(Items listed in a dataset)

---+---

PR #16517, opened 2026-06-01
[Kate Spade] Fix spider

karen-kerr:
The store-locator sitemaps (e.g. www.katespade.com/stores/sitemap.xml)
now return 401/404, so recent runs produced 0 items.

Rewritten to use the RioSEO storefinder, which returns all locations
(US, CA, GB, JP, and EU) from its API.

- branch taken from the per-store name (KSNY prefix stripped)
- email collected from the per-store address
- apply_category(Categories.SHOP_CLOTHES)

### DIFF
--- a/locations/spiders/kate_spade.py
+++ b/locations/spiders/kate_spade.py
@@ -1,29 +1,17 @@
-from scrapy.http import Response
-from scrapy.spiders import SitemapSpider
+from typing import Iterable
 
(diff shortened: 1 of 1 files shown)


Cj-Malone:
website is wrong, and might have been fixed by https://github.com/alltheplaces/alltheplaces/pull/16386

---+---

§ TASK OBJECTIVE
Transcribe exactly, and only, the lines from the one with "Rewritten to use" through the last line of the data.

§ SOLUTION TO THIS TASK
Rewritten to use the RioSEO storefinder, which returns all locations
(US, CA, GB, JP, and EU) from its API.

- branch taken from the per-store name (KSNY prefix stripped)
- email collected from the per-store address
- apply_category(Categories.SHOP_CLOTHES)

### DIFF
--- a/locations/spiders/kate_spade.py
+++ b/locations/spiders/kate_spade.py
@@ -1,29 +1,17 @@
-from scrapy.http import Response
-from scrapy.spiders import SitemapSpider
+from typing import Iterable
 
(diff shortened: 1 of 1 files shown)


Cj-Malone:
website is wrong, and might have been fixed by https://github.com/alltheplaces/alltheplaces/pull/16386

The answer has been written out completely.